### WORK INSTRUCTION
Among these entries, how many lines have the string "Brainbean" in them? Only the number is needed.
*** Begin section ***
PR #643, opened 2019-07-23
[12.0][IMP] hr_employee_service: support _get_date_start_work

alexey-pelykh:
To support https://github.com/odoo/odoo/commit/90731ad170c503cdfe89a9998fa1d1e2a5035c86

### DIFF
--- a/hr_employee_service/models/hr_employee.py
+++ b/hr_employee_service/models/hr_employee.py
@@ -1,4 +1,4 @@
-# Copyright (C) 2018 Brainbean Apps (https://brainbeanapps.com)
+# Copyright (C) 2018-2019 Brainbean Apps (https://brainbeanapps.com)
*** End section ***
### EXERCISE RESULT
2